An American hero passed away September 27 from organ failure at his home in Santa Fe, New Mexico.
The designation of American hero for Joseph Charles Wilson IV is not mine alone. The term was bestowed upon him by the 41st President of the United States, George Herbert Walker Bush. In the days leading up to the war with Iraq in 1991, Wilson was the primary diplomatic representative of the United States in Baghdad. He was the last American to negotiate face to face with Saddam Hussein before the U.S. embassy closed.
At the time, Hussein threatened execution for anyone harboring foreigners in Baghdad. Wilson not only continued to shelter 100 individuals, but he arrived at a press conference with a noose around his neck, stating, “If the choice is between allowing American citizens to be taken hostage or execution, I will bring my own fucking rope.”
Joseph Wilson was born in Bridgeport, Connecticut, into a “proud Republican family,” as he would say, one steeped in public and military service. After graduating in 1972 from the University of California, Santa Barbara, with a degree in history (along with “surfing and volleyball”), he worked as a carpenter. Fluent in French, Wilson entered the U.S. Foreign Service, serving from 1976 through 1998. His diplomatic career took him from Niger to Togo, South Africa to Burundi, the Congo to Iraq, Gabon to Sao Tome and Principe, then Germany, and finally Washington, D.C. He became a special assistant to President Bill Clinton and senior director for African Affairs within the National Security Council.
In 2002, Joe’s diplomatic career came full circle when he was asked by his government to return to Niger, his initial diplomatic assignment. His job was to help determine whether the Hussein regime had been seeking quantities of uranium, commonly known as yellow cake, in order to advance its nuclear weapons program. What happened in subsequent months again demonstrated Joe Wilson’s courage under fire.
In his State of the Union address on January 2003, President George W. Bush included the statement, “The British government has learned that Saddam Hussein recently sought significant quantities of uranium from Africa.” The invasion of Iraq took place two months later.
By July, no evidence of weapons of mass destruction had been found, which had been one of the Bush administration’s leading arguments for the invasion.
Wilson penned an op-ed published in the New York Times titled, “What I Didn’t Find in Africa.” In it, he stated that Bush’s rationale for war had twisted the intelligence to exaggerate the Iraqi threat that Wilson had been recruited to help define.
One week after the article, columnist Robert Novak, with information provided by those working in the Bush administration, exposed Wilson’s wife, Valerie Plame, as a CIA operative.
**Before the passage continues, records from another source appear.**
PR #457, opened 2022-04-22
Add missing value propagation to OneHotEncoder

Chandu-4444:
The behaviour is as follows:

```julia
julia> X = (name = categorical(["a", "b", "c", "a", "b", missing]),)
(name = Union{Missing, CategoricalArrays.CategoricalValue{String, UInt32}}["a", "b", "c", "a", "b", missing],)

julia> mach = machine(OneHotEncoder(), X)
Machine{OneHotEncoder,…} trained 0 times; caches data
  model: OneHotEncoder
  args: 
    1:  Source @492 ⏎ `Table{AbstractVector{Union{Missing, Multiclass{3}}}}`


julia> fit!(mach)
[ Info: Training Machine{OneHotEncoder,…}.
[ Info: Spawning 3 sub-features to one-hot encode feature :name.
Machine{OneHotEncoder,…} trained 1 time; caches data
  model: OneHotEncoder
  args: 
    1:  Source @492 ⏎ `Table{AbstractVector{Union{Missing, Multiclass{3}}}}`


julia> transform(mach)
(name__a = Union{Missing, Float64}[1.0, 0.0, 0.0, 1.0, 0.0, missing],
 name__b = Union{Missing, Float64}[0.0, 1.0, 0.0, 0.0, 1.0, missing],
 name__c = Union{Missing, Float64}[0.0, 0.0, 1.0, 0.0, 0.0, missing],)

julia> 
```

### DIFF
--- a/src/builtins/Transformers.jl
+++ b/src/builtins/Transformers.jl
@@ -815,7 +815,7 @@ end
 # in new input data, causing potential name clashes.
 struct OneHotEncoderResult <: MMI.MLJType
     all_features::Vector{Symbol} # all feature labels
-    ref_name_pairs_given_feature::Dict{Symbol,Vector{Pair{<:Unsigned,Symbol}}}
+    ref_name_pairs_given_feature::Dict{Symbol,Vector{Union{Pair{<:Unsigned,Symbol}, Pair{Missing, Symbol}}}}
     fitted_levels_given_feature::Dict{Symbol, CategoricalArray}
 end
 
@@ -847,9 +847,9 @@ function MMI.fit(transformer::OneHotEncoder, verbosity::Int, X)
     end
 
     ref_name_pairs_given_feature =
-        Dict{Symbol,Vector{Pair{<:Unsigned,Symbol}}}()
+        Dict{Symbol,Vector{Union{Pair{<:Unsigned,Symbol}, Pair{Missing, Symbol}}}}()
 
-    allowed_scitypes = ifelse(transformer.ordered_factor, Finite, Multiclass)
+    allowed_scitypes = ifelse(transformer.ordered_factor, Union{Missing, Finite}, Union{Missing, Multiclass})
     fitted_levels_given_feature = Dict{Symbol, CategoricalArray}()
     col_scitypes = schema(X).scitypes
     # apply on each feature
@@ -900,9 +900,7 @@ end
 
 # If v=categorical('a', 'a', 'b', 'a', 'c') and MMI.int(v[1]) = ref
 # then `_hot(v, ref) = [true, true, false, true, false]`
-_hot(v::AbstractVector{<:CategoricalValue}, ref) = map(v) do c
-    MMI.int(c) == ref
-end
+function hot(col, ref) map(col) do c  if typeof(c) != Missing MMI.int(c) == ref else missing end end end
 
 function MMI.transform(transformer::OneHotEncoder, fitresult, X)
     features = Tables.schema(X).names     # tuple not vector
@@ -928,8 +926,10 @@ function MMI.transform(transformer::OneHotEncoder, fitresult, X)
             pairs = d[ftr]
             refs = first.(pairs)
             names = last.(pairs)
-            cols_to_add = map(refs) do ref
-                float.(_hot(col, ref))
+            cols_to_add = map(refs) do ref 
+                if typeof(ref) != Missing float.(hot(col, ref)) 
+                else missing # TODO - Make a Vector that contains length(refs) * missing so that it matches the remaining encoded features.
+                end
             end
             append!(new_cols, cols_to_add)
         else
--- a/src/builtins/Transformers.jl
+++ b/src/builtins/Transformers.jl
@@ -846,7 +846,7 @@ function MMI.fit(transformer::OneHotEncoder, verbosity::Int, X)
         end
     end
 
- 
+
     ref_name_pairs_given_feature = Dict{Symbol,Vector{Pair{<:Unsigned,Symbol}}}()
 
     allowed_scitypes = ifelse(transformer.ordered_factor, Union{Missing, Finite}, Union{Missing, Multiclass})
@@ -904,13 +904,13 @@ hot(v::AbstractVector{<:CategoricalValue}, ref) = map(v) do c
     MMI.int(c) == ref
 end
 
-function hot(col::AbstractVector{<:Union{Missing, CategoricalValue}}, ref) map(col) do c  
+function hot(col::AbstractVector{<:Union{Missing, CategoricalValue}}, ref) map(col) do c
     if ismissing(ref)
-        missing 
-    else 
-        MMI.int(c) == ref 
-    end 
-end 
+        missing
+    else
+        MMI.int(c) == ref
+    end
+end
 end
 
 function MMI.transform(transformer::OneHotEncoder, fitresult, X)
@@ -937,8 +937,8 @@ function MMI.transform(transformer::OneHotEncoder, fitresult, X)
             pairs = d[ftr]
             refs = first.(pairs)
             names = last.(pairs)
-            cols_to_add = map(refs) do ref 
-                if ismissing(ref) missing 
+            cols_to_add = map(refs) do ref
+                if ismissing(ref) missing
                 else float.(hot(col, ref))
                 end
             end
--- a/src/builtins/Transformers.jl
+++ b/src/builtins/Transformers.jl
@@ -846,8 +846,8 @@ function MMI.fit(transformer::OneHotEncoder, verbosity::Int, X)
         end
     end
 
-    ref_name_pairs_given_feature =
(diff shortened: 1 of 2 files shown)


ablaom:
Addresses https://github.com/JuliaAI/MLJModels.jl/issues/450

src/builtins/Transformers.jl
```diff
@@ -900,9 +900,7 @@ end
 
 # If v=categorical('a', 'a', 'b', 'a', 'c') and MMI.int(v[1]) = ref
 # then `_hot(v, ref) = [true, true, false, true, false]`
-_hot(v::AbstractVector{<:CategoricalValue}, ref) = map(v) do c
-    MMI.int(c) == ref
-end
+function hot(col, ref) map(col) do c  if typeof(c) != Missing MMI.int(c) == ref else missing end end end
```
ablaom, line 903: - for readability, please unroll the `do`-`end` block, as in the original code. The same applies to `if`-`else`-`end` blocks
- Turns out that the new `hot` function is not type-stable:

```julia
 col = [1, missing, 2, 1, 2] |> categorical
julia> @code_warntype hot(col, int(col[1]))
Variables
  #self#::Core.Const(hot)
  col::CategoricalArrays.CategoricalVector{Union{Missing, Int64}, UInt32, Int64, CategoricalArrays.CategoricalValue{Int64, UInt32}, Missing}
  ref::UInt32
  #9::var"#9#10"{UInt32}

Body::Any
1 ─ %1 = Main.:(var"#9#10")::Core.Const(var"#9#10")
│   %2 = Core.typeof(ref)::Core.Const(UInt32)
│   %3 = Core.apply_type(%1, %2)::Core.Const(var"#9#10"{UInt32})
│        (#9 = %new(%3, ref))
│   %5 = #9::var"#9#10"{UInt32}
│   %6 = Main.map(%5, col)::Any                  <--------------  Any type here
└──      return %6
```

(Incidentally, it's more readable if  instead of `typeof(c) != Missing` you do `ismissing(c)` - and both compile to the same code.) Maybe to fix the instability, you want to have two `hot` methods, one dispatched on `AbstractVector{<:CategoricalVector}` and one dispatched on `AbstractVector{<:Union{Missing, CategoricalValue}}`? In each case you know at compile time the output type.

src/builtins/Transformers.jl
```diff
@@ -928,8 +926,10 @@ function MMI.transform(transformer::OneHotEncoder, fitresult, X)
             pairs = d[ftr]
             refs = first.(pairs)
             names = last.(pairs)
-            cols_to_add = map(refs) do ref
-                float.(_hot(col, ref))
+            cols_to_add = map(refs) do ref 
+                if typeof(ref) != Missing float.(hot(col, ref)) 
+                else missing # TODO - Make a Vector that contains length(refs) * missing so that it matches the remaining encoded features.
```
ablaom, line 931: if `ismissing(ref)` is easier to read - see earlier comment.

src/builtins/Transformers.jl
```diff
@@ -847,9 +847,9 @@ function MMI.fit(transformer::OneHotEncoder, verbosity::Int, X)
     end
 
     ref_name_pairs_given_feature =
-        Dict{Symbol,Vector{Pair{<:Unsigned,Symbol}}}()
+        Dict{Symbol,Vector{Union{Pair{<:Unsigned,Symbol}, Pair{Missing, Symbol}}}}()
```
ablaom, line 850: I'm a little confused by this expansion of the type. In `fit` it appears that you will never actually encounter a pair of the type `Pair{Missing, Symbol}`. See line 861. In `fit` you only really care about `levels(col)` not actual elements of `col`. Rather, it is only in `transform` that elements matter. 

Am I missing something here?

src/builtins/Transformers.jl
ablaom, line 931: Could you elaborate on the "TODO" comment. I don't quite follow. 

Are you referring to new feature to be added in a later PR?

ablaom (commented):
@Chandu-4444 This is a good start, thank you. 

Please address the comments and provide a test. The test can be pretty short but should include both options for `drop_last`. 

Let me know if you would like help with the type instability.

src/builtins/Transformers.jl
Chandu-4444: Hmm.. that's just a note I wrote while I'm working on this. I forgot to remove that. Sorry!

src/builtins/Transformers.jl
Chandu-4444: Oh yes. I almost forgot to remove this line. Turns out that I wrote this for doing [this](https://github.com/JuliaAI/MLJModels.jl/issues/450#issuecomment-1100424642).

src/builtins/Transformers.jl
Chandu-4444: > for readability, please unroll the do-end block, as in the original code. The same applies to if-else-end blocks

I've done that in the latest commit.
 
> Turns out that the new hot function is not type-stable:

I'm not completely sure of what that is. But I suppose that it has to do with the map assuming `col` as type Any. But when I checked it on my REPL I didn't find Any as the type for col I'll check it again. But I guess not it won't happen that way as I've added the types for the hot function now (as you suggested). Let me know if it's ok.

ablaom: I think this is fine now, thanks.

test/builtins/Transformers.jl
```diff
@@ -465,6 +465,57 @@ end
     @test infos[:name] == "OneHotEncoder"
     @test infos[:input_scitype] == MLJBase.Table
     @test infos[:output_scitype] == MLJBase.Table
+
+    # test the work on missing values
+    X = (name   = categorical(["Ben", "John", "Mary", "John", missing], ordered=true),
+         height = [1.85, 1.67, 1.5, 1.67],
+         favourite_number = categorical([7, 5, 10, missing, 5]),
+         age    = [23, 23, 14, 23])
+
```
ablaom, line 474: This is not a valid table because `name` has a different length from `height`. You need to pad the  outher fields with entries.

test/builtins/Transformers.jl
```diff
@@ -465,6 +465,57 @@ end
...
+    t  = OneHotEncoder()
+    f, _, report = @test_logs((:info, r"Spawning 3"),
+                         (:info, r"Spawning 3"), MLJBase.fit(t, 1, X))
+     
+    Xt = MLJBase.transform(t, f, X)
+
+    @test typeof(Xt.name__John == float.([false, true, false, true, missing])) == Missing
```
ablaom, line 481: Line 481 seems like a rather weak test. I think we should check all the elements have the expected form. How about

```julia
@test length(Xt.name__John) == 5
@test skipmissing(Xt.name__John) == float.([false, true, false, true])
@test ismissing(XT.name__John[5] )
```
?

Similarly for line 483, 505, and 507.

src/builtins/Transformers.jl
```diff
@@ -900,10 +900,19 @@ end
 
 # If v=categorical('a', 'a', 'b', 'a', 'c') and MMI.int(v[1]) = ref
 # then `_hot(v, ref) = [true, true, false, true, false]`
-_hot(v::AbstractVector{<:CategoricalValue}, ref) = map(v) do c
+hot(v::AbstractVector{<:CategoricalValue}, ref) = map(v) do c
     MMI.int(c) == ref
 end
 
+function hot(col::AbstractVector{<:Union{Missing, CategoricalValue}}, ref) map(col) do c
```
ablaom, line 907: Very minor style point: You have some extraneous whitespace at the end of line 907 and elsewhere. Your editor probably has a way to highlight superfluous whitespace and delete it. (In emacs, which I use, there is whitespace-mode).

test/builtins/Transformers.jl
Chandu-4444: Oh, this is nice. I'm very sure that I don't know many of the functions related to missing 🙂

src/builtins/Transformers.jl
Chandu-4444: Sure. I changed the settings now

test/builtins/Transformers.jl
```diff
@@ -465,6 +465,63 @@ end
...
+    f, _, report = @test_logs((:info, r"Spawning 2"),
+                        (:info, r"Spawning 2"), MLJBase.fit(t, 1, X))
+
+    Xt = MLJBase.transform(t, f, X)
+
+    @test length(Xt.name__John) == 5
+    @test collect(skipmissing(Xt.name__John)) == float.([false, true, false, true])
+    @test ismissing(Xt.name__John[5])
+    @test Xt.height == X.height
+    @test ismissing(Xt.favourite_number__5) == 5
```
ablaom, line 513: This test is causing your fail. I guess you mean
```suggestion
    @test ismissing(Xt.favourite_number__5[4])
```
?

ablaom (approved):
Looks good to me.

Thank you @Chandu-4444 for this PR. Great to have this.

It destroyed both their careers. The retaliatory act and all that followed is captured in two books by Wilson and Plame, along with the 2010 film Fair Game (also the title of Plame’s book) with Sean Penn and Naomi Watts.
Joe is survived by his children, two sets of twins: Sabrina and Joseph, from his first marriage, and Trevor and Samantha from his third marriage, to Plame, which ended in 2017.
It was my honor to interact with Joe Wilson over the past two years while I was working on a doctoral thesis concerning the Imperial Presidency. He generously agreed to provide his thoughts on my project. When I spoke with Joe this past June, he had just left the hospital where he had been “given his expiration date.”
His grandchildren were arriving in a few days, and though I told him the obvious priority was to focus on his family, Joe, being Joe Wilson, insisted on completing his follow-up interview with me. Cognizant that he had only a matter of months to live, he had also given a 10-hour in-depth interview on our current political situation, which he described as “the biggest threat to our democracy since the Civil War.”
Our last phone conversation touched on life in general and how to summarize it. I told Joe a story about actor Robert Mitchum, who once sat at the Oscars next to a young, wide-eyed actor who appeared enamored by the glitz and glamour of the evening’s ceremonies. Mitchum leaned over and whispered, “Just remember, kid — it’s all bullshit.” Joe’s laughter at that was loud and long.
Whether standing up to a dictator to protect the lives of 100 American citizens, or suffering the consequences of speaking truth to power, or taking precious time to share his concerns for the future of our country, Joe Wilson was a true American hero and patriot. And that’s no bullshit.